SUPPLIED ENTRIES »
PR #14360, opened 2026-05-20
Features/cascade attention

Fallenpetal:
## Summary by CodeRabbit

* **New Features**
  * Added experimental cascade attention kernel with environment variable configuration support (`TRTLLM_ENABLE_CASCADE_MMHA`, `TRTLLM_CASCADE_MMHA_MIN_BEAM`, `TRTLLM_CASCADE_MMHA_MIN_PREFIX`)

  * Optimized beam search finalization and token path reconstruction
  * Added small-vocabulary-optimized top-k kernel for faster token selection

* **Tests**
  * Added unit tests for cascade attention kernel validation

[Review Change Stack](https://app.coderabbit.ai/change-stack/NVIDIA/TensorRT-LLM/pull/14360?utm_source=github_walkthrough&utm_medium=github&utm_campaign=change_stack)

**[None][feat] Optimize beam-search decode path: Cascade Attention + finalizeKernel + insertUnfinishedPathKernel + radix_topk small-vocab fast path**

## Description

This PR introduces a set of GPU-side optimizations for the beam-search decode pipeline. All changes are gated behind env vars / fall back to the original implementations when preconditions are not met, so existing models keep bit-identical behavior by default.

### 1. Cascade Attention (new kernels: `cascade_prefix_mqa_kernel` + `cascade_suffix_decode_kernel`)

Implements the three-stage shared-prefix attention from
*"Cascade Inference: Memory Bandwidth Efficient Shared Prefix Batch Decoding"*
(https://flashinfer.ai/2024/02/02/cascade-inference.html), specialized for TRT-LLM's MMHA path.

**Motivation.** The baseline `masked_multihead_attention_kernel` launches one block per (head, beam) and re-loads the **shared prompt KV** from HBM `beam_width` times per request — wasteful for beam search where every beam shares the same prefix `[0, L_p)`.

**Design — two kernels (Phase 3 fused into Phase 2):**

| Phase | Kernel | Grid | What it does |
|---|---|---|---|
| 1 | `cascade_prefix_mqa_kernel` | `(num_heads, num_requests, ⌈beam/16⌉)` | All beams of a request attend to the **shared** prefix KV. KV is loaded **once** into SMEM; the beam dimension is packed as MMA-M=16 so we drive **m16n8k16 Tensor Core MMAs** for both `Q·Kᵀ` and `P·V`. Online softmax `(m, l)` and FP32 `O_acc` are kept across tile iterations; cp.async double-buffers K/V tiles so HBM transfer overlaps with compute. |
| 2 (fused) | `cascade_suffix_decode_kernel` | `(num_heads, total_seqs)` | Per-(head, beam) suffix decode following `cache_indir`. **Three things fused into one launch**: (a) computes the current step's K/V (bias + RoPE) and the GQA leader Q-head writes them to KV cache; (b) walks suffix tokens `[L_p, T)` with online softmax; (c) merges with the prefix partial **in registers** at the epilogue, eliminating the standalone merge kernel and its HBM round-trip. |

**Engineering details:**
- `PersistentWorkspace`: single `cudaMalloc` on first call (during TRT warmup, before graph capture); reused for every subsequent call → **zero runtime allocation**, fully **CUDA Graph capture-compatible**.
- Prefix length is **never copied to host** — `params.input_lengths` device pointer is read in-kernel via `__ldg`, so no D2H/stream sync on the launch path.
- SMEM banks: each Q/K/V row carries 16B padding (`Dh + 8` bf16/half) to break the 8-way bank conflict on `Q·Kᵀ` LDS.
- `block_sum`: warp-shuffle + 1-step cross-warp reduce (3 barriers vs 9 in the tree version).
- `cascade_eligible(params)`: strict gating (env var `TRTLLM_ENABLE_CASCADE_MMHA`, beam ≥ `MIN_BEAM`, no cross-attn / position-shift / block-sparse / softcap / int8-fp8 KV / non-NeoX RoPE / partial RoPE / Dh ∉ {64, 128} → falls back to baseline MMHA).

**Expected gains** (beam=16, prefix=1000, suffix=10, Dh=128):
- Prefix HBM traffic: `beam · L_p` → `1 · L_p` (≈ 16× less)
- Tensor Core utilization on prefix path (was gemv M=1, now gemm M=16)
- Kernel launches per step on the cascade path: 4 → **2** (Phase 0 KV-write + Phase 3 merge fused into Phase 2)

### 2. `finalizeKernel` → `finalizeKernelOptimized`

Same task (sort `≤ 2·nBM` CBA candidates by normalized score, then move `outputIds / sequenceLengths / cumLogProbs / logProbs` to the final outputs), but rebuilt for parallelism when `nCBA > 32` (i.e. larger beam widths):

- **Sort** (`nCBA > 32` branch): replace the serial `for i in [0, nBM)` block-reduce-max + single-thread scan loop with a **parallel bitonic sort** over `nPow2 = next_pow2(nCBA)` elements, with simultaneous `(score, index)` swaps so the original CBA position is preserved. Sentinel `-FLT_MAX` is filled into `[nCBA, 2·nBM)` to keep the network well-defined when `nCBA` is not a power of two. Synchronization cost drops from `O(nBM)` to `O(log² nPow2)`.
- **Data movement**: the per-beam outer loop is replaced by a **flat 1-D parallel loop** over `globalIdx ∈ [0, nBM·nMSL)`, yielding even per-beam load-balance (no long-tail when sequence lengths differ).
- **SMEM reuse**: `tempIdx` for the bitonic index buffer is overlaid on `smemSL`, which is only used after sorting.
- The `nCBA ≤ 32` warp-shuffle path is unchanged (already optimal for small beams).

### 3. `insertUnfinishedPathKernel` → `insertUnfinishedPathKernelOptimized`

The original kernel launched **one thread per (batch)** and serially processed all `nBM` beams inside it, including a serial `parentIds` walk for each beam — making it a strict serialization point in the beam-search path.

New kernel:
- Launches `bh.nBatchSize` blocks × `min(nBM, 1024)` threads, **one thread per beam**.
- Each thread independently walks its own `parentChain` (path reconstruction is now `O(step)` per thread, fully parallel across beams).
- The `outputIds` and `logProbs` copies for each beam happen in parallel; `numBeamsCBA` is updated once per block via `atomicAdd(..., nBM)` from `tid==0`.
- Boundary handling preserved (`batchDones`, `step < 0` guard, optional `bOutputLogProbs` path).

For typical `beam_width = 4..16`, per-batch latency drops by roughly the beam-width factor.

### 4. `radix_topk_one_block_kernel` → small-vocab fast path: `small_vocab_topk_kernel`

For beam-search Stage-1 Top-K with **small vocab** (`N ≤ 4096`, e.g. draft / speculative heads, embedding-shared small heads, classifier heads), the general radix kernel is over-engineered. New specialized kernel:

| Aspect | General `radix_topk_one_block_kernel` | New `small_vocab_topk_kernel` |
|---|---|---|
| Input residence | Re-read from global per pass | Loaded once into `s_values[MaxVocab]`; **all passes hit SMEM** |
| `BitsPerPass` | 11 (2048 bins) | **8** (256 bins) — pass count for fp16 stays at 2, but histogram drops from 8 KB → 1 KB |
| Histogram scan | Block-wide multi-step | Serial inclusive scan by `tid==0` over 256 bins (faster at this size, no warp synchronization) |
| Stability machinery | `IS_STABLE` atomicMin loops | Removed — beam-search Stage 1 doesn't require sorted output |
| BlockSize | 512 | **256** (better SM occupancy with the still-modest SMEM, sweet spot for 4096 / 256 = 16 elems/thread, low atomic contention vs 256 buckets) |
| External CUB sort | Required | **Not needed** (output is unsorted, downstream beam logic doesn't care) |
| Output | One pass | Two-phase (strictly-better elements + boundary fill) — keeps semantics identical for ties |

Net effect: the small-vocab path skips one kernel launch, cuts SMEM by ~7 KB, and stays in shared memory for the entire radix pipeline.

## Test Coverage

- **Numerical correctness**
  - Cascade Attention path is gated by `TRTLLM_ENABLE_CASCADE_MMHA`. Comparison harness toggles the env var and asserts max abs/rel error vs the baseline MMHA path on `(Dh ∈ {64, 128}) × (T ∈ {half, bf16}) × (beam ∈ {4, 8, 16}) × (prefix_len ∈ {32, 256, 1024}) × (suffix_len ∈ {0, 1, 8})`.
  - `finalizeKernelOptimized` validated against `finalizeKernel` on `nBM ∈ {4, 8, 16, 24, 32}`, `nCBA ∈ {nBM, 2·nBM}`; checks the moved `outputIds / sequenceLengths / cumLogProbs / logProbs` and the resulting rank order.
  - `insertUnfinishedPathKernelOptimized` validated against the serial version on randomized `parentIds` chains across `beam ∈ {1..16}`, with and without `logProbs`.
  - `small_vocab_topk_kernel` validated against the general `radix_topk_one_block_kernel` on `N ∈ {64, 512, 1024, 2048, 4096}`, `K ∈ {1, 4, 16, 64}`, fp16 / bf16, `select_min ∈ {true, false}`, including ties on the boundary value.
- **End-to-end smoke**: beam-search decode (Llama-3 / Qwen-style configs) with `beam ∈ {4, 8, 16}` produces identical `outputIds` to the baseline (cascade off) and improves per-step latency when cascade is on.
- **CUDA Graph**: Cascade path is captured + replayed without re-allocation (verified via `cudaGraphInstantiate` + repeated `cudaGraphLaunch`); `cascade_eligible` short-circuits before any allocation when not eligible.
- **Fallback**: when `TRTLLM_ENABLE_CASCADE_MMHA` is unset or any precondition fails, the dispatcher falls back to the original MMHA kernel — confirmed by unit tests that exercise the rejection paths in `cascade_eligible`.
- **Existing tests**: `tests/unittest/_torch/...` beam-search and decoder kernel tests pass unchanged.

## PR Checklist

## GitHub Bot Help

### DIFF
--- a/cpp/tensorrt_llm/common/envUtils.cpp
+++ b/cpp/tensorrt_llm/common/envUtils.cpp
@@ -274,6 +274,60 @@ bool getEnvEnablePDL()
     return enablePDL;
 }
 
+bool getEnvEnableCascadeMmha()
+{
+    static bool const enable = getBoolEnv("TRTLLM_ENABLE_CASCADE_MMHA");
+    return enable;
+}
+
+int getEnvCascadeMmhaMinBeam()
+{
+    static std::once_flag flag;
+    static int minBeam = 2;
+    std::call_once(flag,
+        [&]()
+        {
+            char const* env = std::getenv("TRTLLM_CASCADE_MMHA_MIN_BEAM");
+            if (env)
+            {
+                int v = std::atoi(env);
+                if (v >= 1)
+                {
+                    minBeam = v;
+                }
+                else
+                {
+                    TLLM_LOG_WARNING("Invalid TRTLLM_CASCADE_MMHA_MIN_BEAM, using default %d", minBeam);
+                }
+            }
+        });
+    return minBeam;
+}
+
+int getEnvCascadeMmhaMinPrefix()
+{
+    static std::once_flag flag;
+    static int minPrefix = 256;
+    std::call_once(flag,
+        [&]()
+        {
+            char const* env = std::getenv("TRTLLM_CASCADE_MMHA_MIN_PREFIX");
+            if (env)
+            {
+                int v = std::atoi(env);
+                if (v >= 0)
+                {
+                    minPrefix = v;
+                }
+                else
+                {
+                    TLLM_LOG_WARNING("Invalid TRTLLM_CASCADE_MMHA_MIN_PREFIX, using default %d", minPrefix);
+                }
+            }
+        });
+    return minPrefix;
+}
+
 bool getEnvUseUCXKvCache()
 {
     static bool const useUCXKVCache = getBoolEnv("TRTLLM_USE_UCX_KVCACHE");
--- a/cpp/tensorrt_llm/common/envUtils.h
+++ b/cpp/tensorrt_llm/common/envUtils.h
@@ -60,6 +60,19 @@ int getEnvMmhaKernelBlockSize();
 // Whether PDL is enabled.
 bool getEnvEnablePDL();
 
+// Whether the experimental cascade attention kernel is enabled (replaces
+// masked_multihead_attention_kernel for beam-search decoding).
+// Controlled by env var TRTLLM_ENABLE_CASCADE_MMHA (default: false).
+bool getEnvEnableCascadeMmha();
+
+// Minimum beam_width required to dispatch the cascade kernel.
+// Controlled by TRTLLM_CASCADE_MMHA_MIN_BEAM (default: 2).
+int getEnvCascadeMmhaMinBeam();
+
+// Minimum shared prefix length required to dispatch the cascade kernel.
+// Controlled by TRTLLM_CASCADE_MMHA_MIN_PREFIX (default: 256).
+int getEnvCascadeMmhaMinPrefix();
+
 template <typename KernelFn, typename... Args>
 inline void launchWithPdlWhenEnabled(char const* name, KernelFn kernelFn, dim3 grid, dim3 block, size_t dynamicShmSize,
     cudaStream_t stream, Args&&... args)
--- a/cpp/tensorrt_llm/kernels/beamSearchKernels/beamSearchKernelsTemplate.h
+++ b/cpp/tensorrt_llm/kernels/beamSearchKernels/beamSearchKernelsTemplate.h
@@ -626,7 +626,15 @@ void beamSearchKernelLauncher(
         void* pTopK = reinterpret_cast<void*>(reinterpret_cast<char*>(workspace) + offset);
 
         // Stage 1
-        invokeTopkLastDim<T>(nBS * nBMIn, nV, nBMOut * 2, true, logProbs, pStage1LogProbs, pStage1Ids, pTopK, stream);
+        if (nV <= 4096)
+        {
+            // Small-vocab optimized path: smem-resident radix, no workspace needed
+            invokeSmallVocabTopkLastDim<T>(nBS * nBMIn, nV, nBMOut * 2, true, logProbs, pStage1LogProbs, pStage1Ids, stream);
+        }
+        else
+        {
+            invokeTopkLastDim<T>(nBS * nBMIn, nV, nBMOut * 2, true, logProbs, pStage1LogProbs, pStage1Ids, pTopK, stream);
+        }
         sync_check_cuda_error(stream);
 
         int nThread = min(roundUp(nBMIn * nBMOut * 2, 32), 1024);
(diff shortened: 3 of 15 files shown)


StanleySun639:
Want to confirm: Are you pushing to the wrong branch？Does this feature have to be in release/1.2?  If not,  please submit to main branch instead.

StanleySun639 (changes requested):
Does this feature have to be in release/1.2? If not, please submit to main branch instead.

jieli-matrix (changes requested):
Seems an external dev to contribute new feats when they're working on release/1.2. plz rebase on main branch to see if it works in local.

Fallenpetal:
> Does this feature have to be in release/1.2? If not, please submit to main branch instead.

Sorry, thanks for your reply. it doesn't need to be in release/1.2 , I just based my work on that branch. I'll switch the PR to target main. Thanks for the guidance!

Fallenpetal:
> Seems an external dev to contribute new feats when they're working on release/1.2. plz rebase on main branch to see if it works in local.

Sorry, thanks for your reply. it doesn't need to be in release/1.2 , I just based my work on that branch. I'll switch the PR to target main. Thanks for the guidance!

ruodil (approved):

EXERCISE GOAL » Give the lines of the material above again, exactly, from its first line through the line that contains "with compute. |" and no further.

YOUR SOLUTION »
PR #14360, opened 2026-05-20
Features/cascade attention

Fallenpetal:
## Summary by CodeRabbit

* **New Features**
  * Added experimental cascade attention kernel with environment variable configuration support (`TRTLLM_ENABLE_CASCADE_MMHA`, `TRTLLM_CASCADE_MMHA_MIN_BEAM`, `TRTLLM_CASCADE_MMHA_MIN_PREFIX`)

  * Optimized beam search finalization and token path reconstruction
  * Added small-vocabulary-optimized top-k kernel for faster token selection

* **Tests**
  * Added unit tests for cascade attention kernel validation

[Review Change Stack](https://app.coderabbit.ai/change-stack/NVIDIA/TensorRT-LLM/pull/14360?utm_source=github_walkthrough&utm_medium=github&utm_campaign=change_stack)

**[None][feat] Optimize beam-search decode path: Cascade Attention + finalizeKernel + insertUnfinishedPathKernel + radix_topk small-vocab fast path**

## Description

This PR introduces a set of GPU-side optimizations for the beam-search decode pipeline. All changes are gated behind env vars / fall back to the original implementations when preconditions are not met, so existing models keep bit-identical behavior by default.

### 1. Cascade Attention (new kernels: `cascade_prefix_mqa_kernel` + `cascade_suffix_decode_kernel`)

Implements the three-stage shared-prefix attention from
*"Cascade Inference: Memory Bandwidth Efficient Shared Prefix Batch Decoding"*
(https://flashinfer.ai/2024/02/02/cascade-inference.html), specialized for TRT-LLM's MMHA path.

**Motivation.** The baseline `masked_multihead_attention_kernel` launches one block per (head, beam) and re-loads the **shared prompt KV** from HBM `beam_width` times per request — wasteful for beam search where every beam shares the same prefix `[0, L_p)`.

**Design — two kernels (Phase 3 fused into Phase 2):**

| Phase | Kernel | Grid | What it does |
|---|---|---|---|
| 1 | `cascade_prefix_mqa_kernel` | `(num_heads, num_requests, ⌈beam/16⌉)` | All beams of a request attend to the **shared** prefix KV. KV is loaded **once** into SMEM; the beam dimension is packed as MMA-M=16 so we drive **m16n8k16 Tensor Core MMAs** for both `Q·Kᵀ` and `P·V`. Online softmax `(m, l)` and FP32 `O_acc` are kept across tile iterations; cp.async double-buffers K/V tiles so HBM transfer overlaps with compute. |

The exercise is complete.